(Record set begins)

PR #524, opened 2021-05-17
Enforce Metadata constraints, add `Metadata::WithFluxes`, fix Metadata checks

jlippuner:
## PR Summary

Adds a `Metadata::WithFluxes` flag. Documents and enforces some constraints on Metadata flags, and fixes a potential issue where the boundary variable is accessed without checking that it exists.

## PR Checklist

- [x] Code passes cpplint
- [x] Code is formatted

### DIFF
--- a/src/interface/meshblock_data.cpp
+++ b/src/interface/meshblock_data.cpp
@@ -54,7 +54,7 @@ void MeshBlockData<T>::Add(const std::string &label, const Metadata &metadata) {
     int varIndex = metadata.GetSparseId();
     sparseMap_[label]->Add(varIndex, arrDims);
     auto &v = sparseMap_[label]->Get(varIndex);
-    v->allocateComms(pmy_block);
+    v->AllocateFluxesAndBdryVar(pmy_block);
   } else if (metadata.Where() == Metadata::Edge) {
     // add an edge variable
     std::cerr << "Accessing unliving edge array in stage" << std::endl;
@@ -77,7 +77,7 @@ void MeshBlockData<T>::Add(const std::string &label, const Metadata &metadata) {
   } else {
     auto sv = std::make_shared<CellVariable<T>>(label, arrDims, metadata);
     Add(sv);
-    sv->allocateComms(pmy_block);
+    sv->AllocateFluxesAndBdryVar(pmy_block);
   }
 }
 
--- a/src/interface/meshblock_data.cpp
+++ b/src/interface/meshblock_data.cpp
@@ -561,12 +561,12 @@ template <typename T>
 TaskStatus MeshBlockData<T>::SendFluxCorrection() {
   Kokkos::Profiling::pushRegion("Task_SendFluxCorrection");
   for (auto &v : varVector_) {
-    if (v->HasFluxes() && v->HasBoundaryVars()) {
+    if (v->IsSet(Metadata::WithFluxes) && v->IsSet(Metadata::FillGhost)) {
       v->vbvar->SendFluxCorrection();
     }
   }
   for (auto &sv : sparseVector_) {
-    if (sv->HasFluxes() && sv->HasBoundaryVars()) {
+    if (sv->IsSet(Metadata::WithFluxes) && sv->IsSet(Metadata::FillGhost)) {
       CellVariableVector<T> vvec = sv->GetVector();
       for (auto &v : vvec) {
         v->vbvar->SendFluxCorrection();
@@ -582,13 +582,13 @@ TaskStatus MeshBlockData<T>::ReceiveFluxCorrection() {
   Kokkos::Profiling::pushRegion("Task_ReceiveFluxCorrection");
   int success = 0, total = 0;
   for (auto &v : varVector_) {
-    if (v->HasFluxes() && v->HasBoundaryVars()) {
+    if (v->IsSet(Metadata::WithFluxes) && v->IsSet(Metadata::FillGhost)) {
       if (v->vbvar->ReceiveFluxCorrection()) success++;
       total++;
     }
   }
   for (auto &sv : sparseVector_) {
-    if (sv->HasFluxes() && sv->HasBoundaryVars()) {
+    if (sv->IsSet(Metadata::WithFluxes) && sv->IsSet(Metadata::FillGhost)) {
       CellVariableVector<T> vvec = sv->GetVector();
       for (auto &v : vvec) {
         if (v->vbvar->ReceiveFluxCorrection()) success++;
@@ -607,13 +607,13 @@ TaskStatus MeshBlockData<T>::SendBoundaryBuffers() {
   // sends the boundary
   debug = 0;
   for (auto &v : varVector_) {
-    if (v->HasBoundaryVars()) {
+    if (v->IsSet(Metadata::FillGhost)) {
       v->resetBoundary();
       v->vbvar->SendBoundaryBuffers();
     }
   }
   for (auto &sv : sparseVector_) {
-    if (sv->HasBoundaryVars()) {
+    if (sv->IsSet(Metadata::FillGhost)) {
       CellVariableVector<T> vvec = sv->GetVector();
       for (auto &v : vvec) {
         v->resetBoundary();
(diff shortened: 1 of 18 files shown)


src/interface/sparse_variable.hpp
```diff
@@ -99,6 +99,9 @@ class SparseVariable {
 
   bool IsSet(const MetadataFlag flag) { return metadata_.IsSet(flag); }
 
+  inline bool HasFluxes() const { return metadata_.IsSet(Metadata::WithFluxes); }
+  inline bool HasBoundaryVars() const { return metadata_.IsSet(Metadata::FillGhost); }
```
Yurlungur: Hmm now that I'm seeing these in action, I'm not sure I like them. This feels like it obscures the meaning of `WithFluxes` and `FillGhost` more than it helps... now it's harder to grep through the code to find where metadata is used. I think I prefer just making the `IsSet` calls... But I don't feel strongly about it.

src/interface/metadata.hpp
```diff
@@ -54,10 +48,44 @@
...
+  PARTHENON_INTERNAL_FOR_FLAG(Overridable)                                               \
+  /************************************************/                                     \
+  /**  SHAPE: Neither or one (but not both) can be specified */                          \
+  /**  a vector quantity, i.e. a rank 1 contravariant tensor */                          \
   PARTHENON_INTERNAL_FOR_FLAG(Vector)                                                    \
   /**  a rank-2 tensor */                                                                \
   PARTHENON_INTERNAL_FOR_FLAG(Tensor)                                                    \
+  /************************************************/                                     \
+  /**  DATATYPE: Exactly one must be specified (default is Real) */                      \
+  /** Boolean-valued quantity */                                                         \
```
Yurlungur, line 69: Not all data types are supported for all variables. Bool and integer variables are only used in swarms.

src/interface/metadata.hpp
```diff
@@ -54,10 +48,44 @@
...
+  /** is an independent, evolved variable */                                             \
+  PARTHENON_INTERNAL_FOR_FLAG(Independent)                                               \
+  /** is a derived quantity (ignored) */                                                 \
+  PARTHENON_INTERNAL_FOR_FLAG(Derived)                                                   \
+  /************************************************/                                     \
+  /**  COMMUNICATION: SharedComms can only be set if FillGhost is set */                 \
+  /** Do boundary communication */                                                       \
+  PARTHENON_INTERNAL_FOR_FLAG(FillGhost)                                                 \
+  /** Communication arrays are a copy: hint to destructor */                             \
+  PARTHENON_INTERNAL_FOR_FLAG(SharedComms)                                               \
```
Yurlungur: I wouldn't worry about this now, but are we actually using this? With comms all reference counted, I'm not sure we are

src/interface/metadata.hpp
```diff
@@ -423,10 +482,15 @@ class Metadata {
...
-            (bit == None));
+  /// count the number of set flags from the given list
+  int CountSet(const std::vector<MetadataFlag> &flags) const {
+    int num = 0;
+    for (const auto f : flags) {
+      if (IsSet(f)) {
+        ++num;
+      }
+    }
+    return num;
```
Yurlungur, line 481: I like this

src/interface/variable.cpp
```diff
@@ -98,28 +98,30 @@ void CellVariable<T>::allocateComms(std::weak_ptr<MeshBlock> wpmb) {
...
+    // enroll CellCenteredBoundaryVariable object
+    vbvar->bvar_index = pmb->pbval->bvars.size();
+    // TODO(JMM): This means RestrictBoundaries()
+    // is called on EVERY stage, regardless of what
+    // stage needs it.
+    // The fix is to refactor BoundaryValues
+    // to expose calls at either the `Variable`
+    // or `MeshBlockData` and `MeshData` level.
+    pmb->pbval->bvars.push_back(vbvar);
+  }
```
Yurlungur: This section is going to conflict with my `buffer-in-one` PR.

Yurlungur (approved):
Some non-blocking comments below.

src/interface/sparse_variable.hpp
jlippuner: I'm fine with just using `IsSet`. At least with `WithFluxes` it should be clearer what we're testing instead of `Independent`

src/interface/metadata.hpp
jlippuner: You're right, it doesn't seem to be used. I'm happy to remove it unless there are plans to use it in the future

src/interface/metadata.hpp
jlippuner: You're right, it doesn't seem to be used. I'm happy to remove it unless there are plans to use it in the future

src/interface/metadata.hpp
jlippuner: It looks like `Metadata` doesn't know whether it's used for swarms or fields, so I think I'll leave this part. But I'll add a check in `CellVariable` to make sure the `Metadata` says `Real`.

src/interface/variable.cpp
jlippuner: Thanks for the heads up. So should I change anything or will you deal with it in your PR (or whichever gets merged second, I guess).

src/interface/metadata.hpp
Yurlungur: I think removing it is better. :+1: :+1: :+1:

src/interface/variable.cpp
Yurlungur: We can just fix it in whatever gets merged second. It's a minor thing.

src/interface/meshblock_data.cpp
```diff
@@ -53,10 +53,8 @@ void MeshBlockData<T>::Add(const std::string &label, const Metadata &metadata) {
     }
     int varIndex = metadata.GetSparseId();
     sparseMap_[label]->Add(varIndex, arrDims);
-    if (metadata.IsSet(Metadata::FillGhost)) {
-      auto &v = sparseMap_[label]->Get(varIndex);
-      v->allocateComms(pmy_block);
-    }
+    auto &v = sparseMap_[label]->Get(varIndex);
+    v->allocateComms(pmy_block);
```
pgrete: Why is the check for FillGhost not required any more?
Would this lead to allocation of comms for all variables?

src/interface/meshblock_data.cpp
```diff
@@ -79,9 +77,7 @@ void MeshBlockData<T>::Add(const std::string &label, const Metadata &metadata) {
   } else {
     auto sv = std::make_shared<CellVariable<T>>(label, arrDims, metadata);
     Add(sv);
-    if (metadata.IsSet(Metadata::FillGhost)) {
-      sv->allocateComms(pmy_block);
-    }
+    sv->allocateComms(pmy_block);
```
pgrete: Same as above regarding why no FillGhost check is required any more.

pgrete (approved):
Looks good and should be ready for a merge (pending the FillGhost <-> allocComms question).

src/interface/meshblock_data.cpp
jlippuner: I've moved the check inside `CellVariable::allocateComms`. This function now does the following:
1. Allocate fluxes if and only if `Metadata::WithFluxes` is set
2. Allocate `CellCenteredBoundaryVariable` if and only if `Metadata::FillGhost` is set

Previously, `allocateComms` was only called if `Metadata::FillGhost` was true, so that means if `WithFluxes` was set but `FillGhost` was not, the fluxes would *not* be allocated. Now they are. That's what we want, right?

src/interface/meshblock_data.cpp
jlippuner: See above

src/interface/meshblock_data.cpp
jlippuner: I just pushed another commit to rename `allocateComms` to something more descriptive.

pgrete (approved):
Thanks for the final tweak! This makes it a lot easier to follow when looking a the code.
I'll pull the trigger momentarily.

JoshuaSBrown:
Reopening the branch to help debug ci issues.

(Record set ends)

_What you are asked to do:_ Only the lines above that hold "second" are wanted. Show every one of them.

_Task answer:_
jlippuner: Thanks for the heads up. So should I change anything or will you deal with it in your PR (or whichever gets merged second, I guess).
Yurlungur: We can just fix it in whatever gets merged second. It's a minor thing.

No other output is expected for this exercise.